Single molecule studies of nucleosomes and transcription

核小体和转录的单分子研究

• 批准号: 7219529
• 负责人: MICHELLE D. WANG
• 金额: $ 27.15万
• 依托单位: CORNELL UNIVERSITY
• 依托单位国家: 美国
• 财政年份: 1999
• 资助国家: 美国
• 起止时间: 1999-07-01 至 2009-03-31
• 项目状态: 已结题
• 来源: https://reporter.nih.gov/project-details/7219529
• 关键词: Address; Biochemistry; Biological; Cellular Structures; Chromatin; Chromatin Loop; Collaborations; DNA; DNA Maintenance; DNA-Directed RNA Polymerase; Detection; Disruption; Enzymes; Eukaryotic Cell; Event; Funding; Gene Expression; Gene Expression Regulation; Genetic; Genetic Transcription; Goals; Helix (Snails); Histones; Information Storage and Retrieval; Kinetics; Location; Maps; Measurement; Mechanics; Messenger RNA; Molecular; Molecular Biology; Molecular Motors; Monitor; Motion; Movement; Nucleosomes; Numbers; Polymerase; Process; Property; Proteins; Regulation; Research; Research Personnel; Resolution; Slide; Solid; Staging; Stretching; Structure; Techniques; Transcription Process; base; chromatin remodeling; ear helix; novel; programs; research study; single molecule; size; transcription factor

DESCRIPTION (provided by applicant) The DMA in the chromatin of a eukaryotic cell is highly packed and yet the information contained in the DNA must be made accessible, in a regulated way, to the cellular machinery that decodes it to make the proteins that are the main catalytic and structural components of the cell. The first step in this decoding process, transcription, is carried out by RNA polymerase which functions as a highly processive molecular motor that moves along the DNA template transcribing genetic information from DNA to messenger RNA. During transcription, RNA polymerase and other transcription factors must be able to access the DNA that is packed into nucleosomes and transcription is in part regulated by the accessibility of the DNA. Transcription in chromatin and its regulation must necessarily be highly kinetic processes involving directed molecular motions. Therefore, the long-term goals of our research are to understand on a kinetic and mechanical level (1) the many processes by which the DNA that is packed in nucleosomes is made accessible to RNA polymerase and other transcription factors, (2) how various RNA polymerases transcribe nucleosomal DNA, and (3) the functioning of the regulatory factors involved in these processes. In this project, we propose to use novel and powerful single molecule biophysical approaches that have been recently developed in the Pi's lab to make direct measurements of some of these molecular events. The specific aims of this proposal focus on the effects of chromatin remodeling machines on nucleosomal stability and DNA accessibility, how RNA polymerase overcomes the nucleosome obstacle, and the effects of transcription on nucleosomes. We expect our studies to make significant contributions to the understanding of transcription and its regulation in chromatin.

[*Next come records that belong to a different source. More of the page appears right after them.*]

PR #5166, opened 2022-06-21
Closes #4105 Allow usage of Monolog v2 while using v1 for deploy

### LINKED ISSUE #4105: Upgrade Monolog to version 2

jeawhanlee:
## Description

This PR closes the issue on monolog version update.

Fixes #4105

## Type of change

### DIFF
--- a/.github/workflows/deploy_plugin.yml
+++ b/.github/workflows/deploy_plugin.yml
@@ -14,7 +14,7 @@ jobs:
       - name: Setup PHP
         uses: shivammathur/setup-php@v2
         with:
-          php-version: '7.4'
+          php-version: '7.1'
           tools: composer:v2
 
       - name: Get composer cache directory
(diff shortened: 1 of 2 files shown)


CrochetFeve0251:
@Tabrisrp I am wondering why we don't use Mozart on Monolog to prevent incompatibilities?

CrochetFeve0251 (approved):

remyperona:
@CrochetFeve0251 There is too much classes in Monolog, and we use only a small subset, that would really pollute our repository.

PR #5167, opened 2022-06-21
Guard RUCSS filter returns against array of null

engahmeds3ed:
## Description

Guarding RUCSS `preg_quote` first argument in three places against being not string.

## Type of change

Not groomed, just got a warning from @Mai-Saad that this may return fatal errors.

## How Has This Been Tested?

```
add_filter( 'rocket_rucss_external_exclusions', function ( $exclusions ){
        $exclusions[] = null;
	return $exclusions;
} );
```

OR

```
add_filter( 'rocket_rucss_inline_atts_exclusions', function ( $exclusions ){
        $exclusions[] = null;
	return $exclusions;
} );
```

OR

```
add_filter( 'rocket_rucss_inline_content_exclusions', function ( $exclusions ){
        $exclusions[] = null;
	return $exclusions;
} );
```

# Checklist:

### DIFF
--- a/inc/Engine/Optimization/RUCSS/Controller/UsedCSS.php
+++ b/inc/Engine/Optimization/RUCSS/Controller/UsedCSS.php
@@ -365,6 +365,10 @@ class UsedCSS {
 
 		$external_exclusions = (array) array_map(
 			function ( $item ) {
+				if ( ! is_string( $item ) ) {
+					return $item;
+				}
+
 				return preg_quote( $item, '/' );
 			},
 			/**
@@ -415,6 +419,10 @@ class UsedCSS {
 
 		$inline_atts_exclusions = (array) array_map(
 			function ( $item ) {
+				if ( ! is_string( $item ) ) {
+					return $item;
+				}
+
 				return preg_quote( $item, '/' );
 			},
 			/**
@@ -429,6 +437,10 @@ class UsedCSS {
 
 		$inline_content_exclusions = (array) array_map(
 			function ( $item ) {
+				if ( ! is_string( $item ) ) {
+					return $item;
+				}
+
 				return preg_quote( $item, '/' );
 			},
 			/**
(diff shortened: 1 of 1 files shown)


remyperona (commented):
Maybe we could remove items that are not string before passing it to array_map, using array_filter() with is_string?

With the current solution, values that are not string are still preserved in the array

engahmeds3ed:
> Maybe we could remove items that are not string before passing it to array_map, using array_filter() with is_string?
> 
> With the current solution, values that are not string are still preserved in the array

I was thinking of that, u r totally right, will adjust it to be like that.

inc/Engine/Optimization/RUCSS/Controller/UsedCSS.php
```diff
@@ -927,4 +918,23 @@ public function notice_write_permissions() {
...
+	 *
+	 * @param array $items Array to be validated and quoted.
+	 *
+	 * @return array|string[]
+	 */
+	private function validate_array_and_quote( array $items ) {
+		$items_array = array_filter( $items, 'is_string' );
+
+		return array_map(
+			function ( $item ) {
```
CrochetFeve0251: You can consider using a static anonymous function as you don't need the context ^^'
```suggestion
			static function ( $item ) {
```

CrochetFeve0251 (changes requested):

inc/Engine/Optimization/RUCSS/Controller/UsedCSS.php
engahmeds3ed: Good point, Yes this is [micro-optimization](https://www.designcise.com/web/tutorial/what-are-static-anonymous-functions-in-php#when-to-use-static-closures) so why not.
Thanks.

remyperona (approved):

CrochetFeve0251 (approved):

Mai-Saad (approved):
Working as expected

描述（由申请人提供）真核细胞染色质中的DMA是高度包装的，但DNA中包含的信息必须以受调控的方式被细胞机器所接近，细胞机器将其解码以产生作为细胞的主要催化和结构组分的蛋白质。这个解码过程的第一步，转录，是由RNA聚合酶进行的，RNA聚合酶作为一个高度进行性的分子马达，沿着DNA模板移动，将遗传信息从DNA转录为信使RNA。在转录过程中，RNA聚合酶和其他转录因子必须能够接近包装在核小体中的DNA，并且转录部分地由DNA的可接近性调节。转录 染色质及其调节必然是涉及定向分子运动的高度动力学过程。因此，我们研究的长期目标是在动力学和机械水平上理解（1）RNA聚合酶和其他转录因子可以接近核小体中包装的DNA的许多过程，（2）各种RNA聚合酶如何转录核小体DNA，以及（3）参与这些过程的调节因子的功能。在这个项目中，我们建议使用Pi实验室最近开发的新颖而强大的单分子生物物理方法来直接测量这些分子事件。该提案的具体目标集中在染色质重塑机器对核小体稳定性和DNA可及性的影响，RNA聚合酶如何克服核小体障碍，以及转录对核小体的影响。我们希望我们的研究能对理解染色质中的转录及其调控做出重大贡献。